WHAT THE EXERCISE ASKS ▸ In the records below, the line with "PR #1942, opened 2025-06-06" opens the range and the line with "information regarding copyright" closes it; print that range exactly and nothing else.
[[ ENTRIES SHOWN open ]]
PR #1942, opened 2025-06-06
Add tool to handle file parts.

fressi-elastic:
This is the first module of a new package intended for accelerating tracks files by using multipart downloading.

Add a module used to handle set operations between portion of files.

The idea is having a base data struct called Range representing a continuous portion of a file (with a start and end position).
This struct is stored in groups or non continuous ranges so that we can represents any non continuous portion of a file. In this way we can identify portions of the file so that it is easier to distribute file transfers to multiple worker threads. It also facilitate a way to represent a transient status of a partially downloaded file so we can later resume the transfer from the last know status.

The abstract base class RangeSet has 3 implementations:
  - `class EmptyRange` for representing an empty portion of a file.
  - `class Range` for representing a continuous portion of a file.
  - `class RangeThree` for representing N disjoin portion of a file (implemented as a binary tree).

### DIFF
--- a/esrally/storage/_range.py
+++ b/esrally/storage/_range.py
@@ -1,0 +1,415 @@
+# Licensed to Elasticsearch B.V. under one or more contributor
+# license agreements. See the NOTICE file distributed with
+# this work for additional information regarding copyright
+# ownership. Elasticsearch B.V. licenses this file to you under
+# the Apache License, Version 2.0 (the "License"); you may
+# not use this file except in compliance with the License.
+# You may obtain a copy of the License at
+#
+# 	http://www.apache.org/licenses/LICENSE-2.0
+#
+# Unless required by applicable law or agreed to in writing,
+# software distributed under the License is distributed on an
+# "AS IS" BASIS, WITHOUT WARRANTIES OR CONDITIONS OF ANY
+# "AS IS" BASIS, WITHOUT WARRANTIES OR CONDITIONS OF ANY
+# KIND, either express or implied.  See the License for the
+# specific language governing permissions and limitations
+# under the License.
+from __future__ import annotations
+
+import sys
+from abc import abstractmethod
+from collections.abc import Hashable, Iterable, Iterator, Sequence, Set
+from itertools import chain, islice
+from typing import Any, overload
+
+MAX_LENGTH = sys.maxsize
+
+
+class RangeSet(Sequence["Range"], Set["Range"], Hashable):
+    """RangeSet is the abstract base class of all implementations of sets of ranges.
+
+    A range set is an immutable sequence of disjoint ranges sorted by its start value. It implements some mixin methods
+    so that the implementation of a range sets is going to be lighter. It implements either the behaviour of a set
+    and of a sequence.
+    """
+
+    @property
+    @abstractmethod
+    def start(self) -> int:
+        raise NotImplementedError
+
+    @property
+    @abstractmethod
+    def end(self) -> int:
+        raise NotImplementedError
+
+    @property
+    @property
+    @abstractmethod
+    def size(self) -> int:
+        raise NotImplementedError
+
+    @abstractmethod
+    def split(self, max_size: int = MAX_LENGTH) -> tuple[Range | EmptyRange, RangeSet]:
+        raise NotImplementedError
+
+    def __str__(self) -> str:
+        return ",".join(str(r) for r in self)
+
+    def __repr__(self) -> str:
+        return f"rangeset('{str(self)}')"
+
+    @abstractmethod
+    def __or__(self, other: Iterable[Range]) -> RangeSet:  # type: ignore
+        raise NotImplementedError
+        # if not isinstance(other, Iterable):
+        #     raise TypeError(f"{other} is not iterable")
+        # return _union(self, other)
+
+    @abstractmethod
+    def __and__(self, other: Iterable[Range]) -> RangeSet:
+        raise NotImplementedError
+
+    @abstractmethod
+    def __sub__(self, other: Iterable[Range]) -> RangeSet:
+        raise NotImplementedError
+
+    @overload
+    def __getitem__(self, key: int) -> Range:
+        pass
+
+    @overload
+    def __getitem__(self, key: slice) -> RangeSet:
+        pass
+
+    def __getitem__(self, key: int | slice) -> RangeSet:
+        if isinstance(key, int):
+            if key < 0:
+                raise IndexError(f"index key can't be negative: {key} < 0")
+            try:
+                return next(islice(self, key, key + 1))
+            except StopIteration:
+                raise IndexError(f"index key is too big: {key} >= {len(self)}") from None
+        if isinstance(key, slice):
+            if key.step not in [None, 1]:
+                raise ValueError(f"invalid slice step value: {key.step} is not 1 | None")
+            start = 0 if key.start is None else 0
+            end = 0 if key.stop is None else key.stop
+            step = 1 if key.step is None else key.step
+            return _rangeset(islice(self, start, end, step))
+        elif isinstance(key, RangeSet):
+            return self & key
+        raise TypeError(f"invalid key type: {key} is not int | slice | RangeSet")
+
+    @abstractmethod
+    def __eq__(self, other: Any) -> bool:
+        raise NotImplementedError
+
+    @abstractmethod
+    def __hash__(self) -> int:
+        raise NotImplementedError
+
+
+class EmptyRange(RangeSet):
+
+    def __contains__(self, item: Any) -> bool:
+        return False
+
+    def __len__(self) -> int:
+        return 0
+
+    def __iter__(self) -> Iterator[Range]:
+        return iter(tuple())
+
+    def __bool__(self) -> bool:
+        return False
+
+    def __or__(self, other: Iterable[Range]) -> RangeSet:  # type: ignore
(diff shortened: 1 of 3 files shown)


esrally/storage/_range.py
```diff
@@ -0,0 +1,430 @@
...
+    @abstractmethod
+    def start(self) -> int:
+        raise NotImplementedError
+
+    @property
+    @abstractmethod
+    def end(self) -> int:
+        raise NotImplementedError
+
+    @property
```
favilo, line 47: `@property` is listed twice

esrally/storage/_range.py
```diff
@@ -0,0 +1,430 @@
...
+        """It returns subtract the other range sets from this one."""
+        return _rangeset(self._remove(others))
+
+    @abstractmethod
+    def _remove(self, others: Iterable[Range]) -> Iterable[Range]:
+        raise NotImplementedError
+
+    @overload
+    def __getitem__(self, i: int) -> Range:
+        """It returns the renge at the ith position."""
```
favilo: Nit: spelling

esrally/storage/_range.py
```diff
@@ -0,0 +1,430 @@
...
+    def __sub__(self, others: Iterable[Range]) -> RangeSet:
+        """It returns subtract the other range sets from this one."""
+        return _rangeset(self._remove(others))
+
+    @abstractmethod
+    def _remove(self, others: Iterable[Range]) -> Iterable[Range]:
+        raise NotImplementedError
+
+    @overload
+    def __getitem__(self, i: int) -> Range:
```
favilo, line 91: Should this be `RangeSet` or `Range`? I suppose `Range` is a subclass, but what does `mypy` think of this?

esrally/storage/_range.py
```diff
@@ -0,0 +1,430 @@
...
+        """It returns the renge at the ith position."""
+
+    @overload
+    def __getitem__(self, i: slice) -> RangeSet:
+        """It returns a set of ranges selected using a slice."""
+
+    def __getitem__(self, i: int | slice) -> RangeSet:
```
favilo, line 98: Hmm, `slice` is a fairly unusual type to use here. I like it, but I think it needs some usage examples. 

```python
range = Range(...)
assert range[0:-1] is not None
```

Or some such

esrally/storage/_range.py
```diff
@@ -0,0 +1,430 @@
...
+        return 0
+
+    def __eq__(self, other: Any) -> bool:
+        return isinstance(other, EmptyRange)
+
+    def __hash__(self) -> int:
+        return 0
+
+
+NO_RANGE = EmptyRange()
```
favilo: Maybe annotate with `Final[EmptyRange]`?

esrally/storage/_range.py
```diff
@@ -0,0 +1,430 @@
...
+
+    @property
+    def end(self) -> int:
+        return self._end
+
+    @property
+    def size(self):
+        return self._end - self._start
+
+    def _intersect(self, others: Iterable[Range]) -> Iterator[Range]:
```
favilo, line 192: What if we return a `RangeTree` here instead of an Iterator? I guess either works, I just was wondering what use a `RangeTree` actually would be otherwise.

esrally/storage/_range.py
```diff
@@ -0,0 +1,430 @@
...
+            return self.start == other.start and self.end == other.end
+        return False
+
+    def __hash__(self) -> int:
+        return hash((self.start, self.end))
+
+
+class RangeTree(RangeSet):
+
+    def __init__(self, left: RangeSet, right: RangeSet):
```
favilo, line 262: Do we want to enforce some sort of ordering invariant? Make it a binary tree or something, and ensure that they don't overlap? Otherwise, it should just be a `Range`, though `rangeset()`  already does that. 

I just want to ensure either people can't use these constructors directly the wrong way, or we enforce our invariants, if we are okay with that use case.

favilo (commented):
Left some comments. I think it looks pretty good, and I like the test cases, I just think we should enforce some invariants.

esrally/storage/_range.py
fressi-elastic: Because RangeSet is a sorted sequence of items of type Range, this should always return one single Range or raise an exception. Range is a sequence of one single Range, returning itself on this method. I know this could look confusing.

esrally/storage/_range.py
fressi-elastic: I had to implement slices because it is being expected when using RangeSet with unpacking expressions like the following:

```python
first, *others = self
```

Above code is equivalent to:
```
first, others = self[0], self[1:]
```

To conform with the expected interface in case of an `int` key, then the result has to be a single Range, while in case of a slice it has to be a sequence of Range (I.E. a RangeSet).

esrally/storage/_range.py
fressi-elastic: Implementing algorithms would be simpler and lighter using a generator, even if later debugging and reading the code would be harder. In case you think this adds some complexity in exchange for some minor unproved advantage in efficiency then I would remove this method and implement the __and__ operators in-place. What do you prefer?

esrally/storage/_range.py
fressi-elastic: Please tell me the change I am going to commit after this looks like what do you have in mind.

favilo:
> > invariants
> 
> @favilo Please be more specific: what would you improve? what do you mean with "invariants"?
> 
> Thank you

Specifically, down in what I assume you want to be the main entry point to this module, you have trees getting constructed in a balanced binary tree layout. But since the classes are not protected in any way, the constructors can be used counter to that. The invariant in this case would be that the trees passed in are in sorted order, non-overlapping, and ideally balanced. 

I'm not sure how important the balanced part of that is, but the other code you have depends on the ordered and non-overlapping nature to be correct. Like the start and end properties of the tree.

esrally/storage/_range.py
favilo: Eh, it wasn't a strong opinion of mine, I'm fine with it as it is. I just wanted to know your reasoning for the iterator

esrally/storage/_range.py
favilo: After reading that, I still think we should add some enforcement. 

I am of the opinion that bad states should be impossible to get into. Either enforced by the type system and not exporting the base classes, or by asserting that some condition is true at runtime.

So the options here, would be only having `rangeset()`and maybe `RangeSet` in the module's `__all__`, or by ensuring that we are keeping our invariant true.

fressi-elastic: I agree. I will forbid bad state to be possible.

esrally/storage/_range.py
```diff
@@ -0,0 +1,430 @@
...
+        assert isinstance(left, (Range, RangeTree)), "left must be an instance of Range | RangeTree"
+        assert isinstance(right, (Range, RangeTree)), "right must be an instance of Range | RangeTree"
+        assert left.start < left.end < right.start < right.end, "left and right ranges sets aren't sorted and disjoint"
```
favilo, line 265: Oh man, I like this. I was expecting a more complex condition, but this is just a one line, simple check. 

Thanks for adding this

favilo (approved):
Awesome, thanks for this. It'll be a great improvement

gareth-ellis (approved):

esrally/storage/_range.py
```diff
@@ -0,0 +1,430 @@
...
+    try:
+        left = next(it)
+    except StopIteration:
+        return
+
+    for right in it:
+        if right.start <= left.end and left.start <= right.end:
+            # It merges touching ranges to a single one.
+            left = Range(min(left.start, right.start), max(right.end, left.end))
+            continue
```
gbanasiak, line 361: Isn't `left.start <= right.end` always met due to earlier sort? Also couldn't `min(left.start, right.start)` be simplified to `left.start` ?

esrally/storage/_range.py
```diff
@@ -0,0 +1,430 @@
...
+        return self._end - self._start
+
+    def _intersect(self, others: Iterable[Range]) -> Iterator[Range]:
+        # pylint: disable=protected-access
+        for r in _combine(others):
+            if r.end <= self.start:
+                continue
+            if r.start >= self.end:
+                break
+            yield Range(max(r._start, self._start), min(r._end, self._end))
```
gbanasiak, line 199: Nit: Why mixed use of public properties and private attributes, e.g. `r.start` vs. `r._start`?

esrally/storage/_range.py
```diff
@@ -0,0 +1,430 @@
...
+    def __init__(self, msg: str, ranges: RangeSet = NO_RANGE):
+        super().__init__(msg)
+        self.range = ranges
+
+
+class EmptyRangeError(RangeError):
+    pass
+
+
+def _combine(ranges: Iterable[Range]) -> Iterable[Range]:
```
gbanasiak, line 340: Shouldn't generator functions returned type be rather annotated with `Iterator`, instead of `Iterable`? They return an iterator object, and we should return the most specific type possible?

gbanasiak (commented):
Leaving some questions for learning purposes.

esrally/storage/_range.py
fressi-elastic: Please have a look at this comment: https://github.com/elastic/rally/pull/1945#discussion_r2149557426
[[ ENTRIES SHOWN closed ]]
[[ ENTRIES SHOWN open ]]
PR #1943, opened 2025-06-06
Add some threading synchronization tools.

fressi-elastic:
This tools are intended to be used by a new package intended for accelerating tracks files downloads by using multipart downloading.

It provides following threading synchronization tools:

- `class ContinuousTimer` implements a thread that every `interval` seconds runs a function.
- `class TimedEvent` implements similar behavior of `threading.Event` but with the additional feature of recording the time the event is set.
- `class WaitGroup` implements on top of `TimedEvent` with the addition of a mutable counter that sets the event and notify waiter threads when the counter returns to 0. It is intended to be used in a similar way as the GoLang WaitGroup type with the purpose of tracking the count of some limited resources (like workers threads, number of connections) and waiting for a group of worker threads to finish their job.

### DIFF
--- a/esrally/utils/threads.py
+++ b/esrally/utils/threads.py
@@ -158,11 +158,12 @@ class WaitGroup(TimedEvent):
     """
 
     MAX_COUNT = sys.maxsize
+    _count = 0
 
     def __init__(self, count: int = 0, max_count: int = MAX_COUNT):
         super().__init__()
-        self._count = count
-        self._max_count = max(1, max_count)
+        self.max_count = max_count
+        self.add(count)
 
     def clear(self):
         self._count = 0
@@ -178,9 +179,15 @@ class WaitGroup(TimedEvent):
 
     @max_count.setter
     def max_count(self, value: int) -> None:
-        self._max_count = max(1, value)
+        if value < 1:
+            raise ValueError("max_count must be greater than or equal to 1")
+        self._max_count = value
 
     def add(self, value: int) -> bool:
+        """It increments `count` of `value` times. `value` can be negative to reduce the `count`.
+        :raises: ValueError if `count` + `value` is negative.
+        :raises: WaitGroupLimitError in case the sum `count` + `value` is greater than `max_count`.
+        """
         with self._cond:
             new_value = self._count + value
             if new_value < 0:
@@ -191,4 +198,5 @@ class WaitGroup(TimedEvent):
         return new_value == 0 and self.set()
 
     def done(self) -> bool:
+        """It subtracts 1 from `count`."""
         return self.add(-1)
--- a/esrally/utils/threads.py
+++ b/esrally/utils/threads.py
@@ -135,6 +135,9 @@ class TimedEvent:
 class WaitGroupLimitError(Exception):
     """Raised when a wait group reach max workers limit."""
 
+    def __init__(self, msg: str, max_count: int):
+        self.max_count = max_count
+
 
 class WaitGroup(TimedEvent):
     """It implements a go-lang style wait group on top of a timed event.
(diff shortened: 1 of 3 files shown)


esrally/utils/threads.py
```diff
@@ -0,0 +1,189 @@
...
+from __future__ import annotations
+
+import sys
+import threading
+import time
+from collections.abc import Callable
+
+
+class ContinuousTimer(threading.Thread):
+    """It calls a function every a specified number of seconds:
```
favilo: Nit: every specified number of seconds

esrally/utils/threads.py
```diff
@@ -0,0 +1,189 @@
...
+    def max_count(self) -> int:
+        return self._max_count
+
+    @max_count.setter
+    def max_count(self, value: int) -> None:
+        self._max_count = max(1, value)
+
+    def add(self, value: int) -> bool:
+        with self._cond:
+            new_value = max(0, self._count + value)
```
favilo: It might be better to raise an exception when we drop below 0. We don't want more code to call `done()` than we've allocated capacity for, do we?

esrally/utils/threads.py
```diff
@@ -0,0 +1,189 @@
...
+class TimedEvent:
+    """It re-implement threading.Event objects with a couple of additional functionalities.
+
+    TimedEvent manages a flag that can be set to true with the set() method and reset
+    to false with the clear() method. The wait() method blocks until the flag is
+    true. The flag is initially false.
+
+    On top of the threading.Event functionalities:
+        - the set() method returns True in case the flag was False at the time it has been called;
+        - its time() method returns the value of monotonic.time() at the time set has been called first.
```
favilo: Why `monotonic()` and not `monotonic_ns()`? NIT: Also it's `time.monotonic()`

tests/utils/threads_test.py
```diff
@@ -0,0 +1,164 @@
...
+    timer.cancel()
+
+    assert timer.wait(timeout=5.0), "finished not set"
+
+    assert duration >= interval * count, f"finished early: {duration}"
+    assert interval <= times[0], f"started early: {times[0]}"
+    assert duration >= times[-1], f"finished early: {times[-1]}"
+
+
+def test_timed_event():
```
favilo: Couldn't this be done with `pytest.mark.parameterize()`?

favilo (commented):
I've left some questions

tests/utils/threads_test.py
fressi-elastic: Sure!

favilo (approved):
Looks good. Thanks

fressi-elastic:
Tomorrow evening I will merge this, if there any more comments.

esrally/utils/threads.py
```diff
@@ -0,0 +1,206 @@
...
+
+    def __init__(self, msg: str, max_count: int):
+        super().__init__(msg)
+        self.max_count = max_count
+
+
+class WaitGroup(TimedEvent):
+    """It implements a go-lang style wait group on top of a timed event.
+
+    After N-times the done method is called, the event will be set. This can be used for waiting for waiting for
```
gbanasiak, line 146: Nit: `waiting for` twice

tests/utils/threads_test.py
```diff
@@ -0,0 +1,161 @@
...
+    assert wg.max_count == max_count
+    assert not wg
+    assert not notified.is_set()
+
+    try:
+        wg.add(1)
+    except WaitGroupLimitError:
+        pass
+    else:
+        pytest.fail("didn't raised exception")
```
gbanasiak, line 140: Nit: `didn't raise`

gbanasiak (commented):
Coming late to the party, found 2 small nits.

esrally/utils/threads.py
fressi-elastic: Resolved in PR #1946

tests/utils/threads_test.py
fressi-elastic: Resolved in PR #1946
[[ ENTRIES SHOWN closed ]]
RESPONSE FOR THIS EXERCISE ▸
PR #1942, opened 2025-06-06
Add tool to handle file parts.

fressi-elastic:
This is the first module of a new package intended for accelerating tracks files by using multipart downloading.

Add a module used to handle set operations between portion of files.

The idea is having a base data struct called Range representing a continuous portion of a file (with a start and end position).
This struct is stored in groups or non continuous ranges so that we can represents any non continuous portion of a file. In this way we can identify portions of the file so that it is easier to distribute file transfers to multiple worker threads. It also facilitate a way to represent a transient status of a partially downloaded file so we can later resume the transfer from the last know status.

The abstract base class RangeSet has 3 implementations:
  - `class EmptyRange` for representing an empty portion of a file.
  - `class Range` for representing a continuous portion of a file.
  - `class RangeThree` for representing N disjoin portion of a file (implemented as a binary tree).

### DIFF
--- a/esrally/storage/_range.py
+++ b/esrally/storage/_range.py
@@ -1,0 +1,415 @@
+# Licensed to Elasticsearch B.V. under one or more contributor
+# license agreements. See the NOTICE file distributed with
+# this work for additional information regarding copyright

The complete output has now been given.